The only productive response
Here is the practical takeaway, and it is simpler than everything that came before it.
If you do not like how you are perceived, you have exactly one option: change the behavior that creates the perception.
Not explain it away. Not insist people are wrong. Not compile evidence for why your intentions are good. The only thing that changes perception is changed behavior, sustained long enough for people to notice and update their model of you.
This is not about capitulating to popular opinion. Some perceptions are based on genuine misunderstandings, and you might decide that a particular perception is the cost of doing something you believe in — being direct in a culture that prefers indirectness, for example.

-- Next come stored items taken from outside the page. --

PR #1976, opened 2025-04-18
Clean up unnecessary use of strlen

artikell:
Clean up unnecessary use of strlen, and reduce string2ull useless length calculations

### DIFF
--- a/src/bitops.c
+++ b/src/bitops.c
@@ -556,6 +556,7 @@ int getBitOffsetFromArgument(client *c, robj *o, uint64_t *offset, int hash, int
  * On error C_ERR is returned and an error is sent to the client. */
 int getBitfieldTypeFromArgument(client *c, robj *o, int *sign, int *bits) {
     char *p = o->ptr;
+    size_t plen = sdslen(p);
     char *err = "Invalid bitfield type. Use something like i16 u8. Note that u64 is not supported but i64 is.";
     long long llbits;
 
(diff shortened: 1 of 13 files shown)


sarthakaggarwal97 (approved):

Nikhil-Manglore (approved):

src/bitops.c
```diff
@@ -556,6 +556,7 @@ int getBitOffsetFromArgument(client *c, robj *o, uint64_t *offset, int hash, int
  * On error C_ERR is returned and an error is sent to the client. */
 int getBitfieldTypeFromArgument(client *c, robj *o, int *sign, int *bits) {
     char *p = o->ptr;
+    size_t plen = sdslen(p);
```
zuiderkwast: Minor: `p` is not declared as `sds`. Use o->ptr directly instead, or declare `p` as sds?

```suggestion
    sds p = o->ptr;
    size_t plen = sdslen(p);
```

zuiderkwast (approved):
LGTM. Just a minor comment.

src/bitops.c
artikell: This is aligned with `getBitOffsetFromArgument` method implementation, so there is no special replacement.  
```
int getBitOffsetFromArgument(client *c, robj *o, uint64_t *offset, int hash, int bits) {
    long long loffset;
    char *err = "bit offset is not an integer or out of range";
    char *p = o->ptr;
    size_t plen = sdslen(p);
```
I tend to define `p` as sds.  So I modified the two logics together.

That is a legitimate choice. But it should be an informed choice, made with full knowledge of the perception cost. Not an accident you never knew about.
The people who navigate their careers most effectively are not the ones who are universally liked. They are the ones who know exactly how they are perceived and have made deliberate choices about which perceptions to address and which to accept. They are calibrated. They know what the mirror shows, and they have decided what to do about it.
You do not get to choose how people perceive you. But you do get to choose what you do about it. The first step is seeing what they see.
That is what your OfficePoll report is for. Not a grade. Not a verdict. A mirror. What you do with what it shows you is entirely up to you — but you cannot make that choice if you have never looked.